[Instructions to follow] Provide the count of lines below that include the word "helmchart", without any accompanying remarks.

#### Task material ####

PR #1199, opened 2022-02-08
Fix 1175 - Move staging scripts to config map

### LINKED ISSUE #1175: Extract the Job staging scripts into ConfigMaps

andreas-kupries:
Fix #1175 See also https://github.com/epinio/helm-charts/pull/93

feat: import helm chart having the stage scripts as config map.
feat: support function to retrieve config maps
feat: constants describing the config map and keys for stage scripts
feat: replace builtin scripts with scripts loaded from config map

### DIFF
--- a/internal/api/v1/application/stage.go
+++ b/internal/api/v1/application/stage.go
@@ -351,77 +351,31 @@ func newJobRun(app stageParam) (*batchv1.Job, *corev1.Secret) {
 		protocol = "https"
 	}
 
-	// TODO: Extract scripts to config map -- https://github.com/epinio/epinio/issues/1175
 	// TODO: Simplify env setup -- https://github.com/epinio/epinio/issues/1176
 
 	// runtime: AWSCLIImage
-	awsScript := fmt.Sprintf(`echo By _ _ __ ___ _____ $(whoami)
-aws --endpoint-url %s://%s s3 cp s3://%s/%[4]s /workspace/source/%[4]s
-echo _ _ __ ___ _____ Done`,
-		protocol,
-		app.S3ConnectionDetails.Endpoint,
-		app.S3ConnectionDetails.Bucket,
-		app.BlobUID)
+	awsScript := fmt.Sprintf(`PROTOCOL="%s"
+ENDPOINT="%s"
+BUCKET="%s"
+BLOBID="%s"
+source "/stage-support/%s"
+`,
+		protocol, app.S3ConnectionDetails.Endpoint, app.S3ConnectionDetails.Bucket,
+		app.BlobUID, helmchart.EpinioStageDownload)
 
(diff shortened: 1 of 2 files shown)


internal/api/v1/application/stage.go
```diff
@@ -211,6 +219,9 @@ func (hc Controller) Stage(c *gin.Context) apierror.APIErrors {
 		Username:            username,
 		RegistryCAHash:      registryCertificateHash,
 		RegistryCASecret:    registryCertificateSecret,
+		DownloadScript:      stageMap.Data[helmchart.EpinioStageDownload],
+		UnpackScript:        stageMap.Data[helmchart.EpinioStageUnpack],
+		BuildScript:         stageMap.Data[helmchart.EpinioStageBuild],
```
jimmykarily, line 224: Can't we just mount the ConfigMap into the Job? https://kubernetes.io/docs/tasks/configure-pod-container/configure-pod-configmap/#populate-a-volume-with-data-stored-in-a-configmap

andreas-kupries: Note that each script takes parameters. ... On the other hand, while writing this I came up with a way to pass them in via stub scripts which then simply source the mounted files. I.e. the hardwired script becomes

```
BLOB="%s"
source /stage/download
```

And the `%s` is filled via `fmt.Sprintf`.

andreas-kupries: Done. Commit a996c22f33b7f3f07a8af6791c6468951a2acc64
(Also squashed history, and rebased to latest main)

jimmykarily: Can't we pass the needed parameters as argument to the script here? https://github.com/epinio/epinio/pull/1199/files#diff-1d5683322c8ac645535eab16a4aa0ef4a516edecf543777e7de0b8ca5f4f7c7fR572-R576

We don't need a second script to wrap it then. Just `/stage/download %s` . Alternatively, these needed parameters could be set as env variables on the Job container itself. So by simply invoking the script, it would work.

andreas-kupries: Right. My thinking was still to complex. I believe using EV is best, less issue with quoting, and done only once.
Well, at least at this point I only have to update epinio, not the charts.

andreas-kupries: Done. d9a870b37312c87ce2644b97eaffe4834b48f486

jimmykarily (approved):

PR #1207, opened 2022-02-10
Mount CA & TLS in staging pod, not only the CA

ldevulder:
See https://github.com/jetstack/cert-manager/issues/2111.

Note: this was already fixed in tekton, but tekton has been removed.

####

[Finished task] 4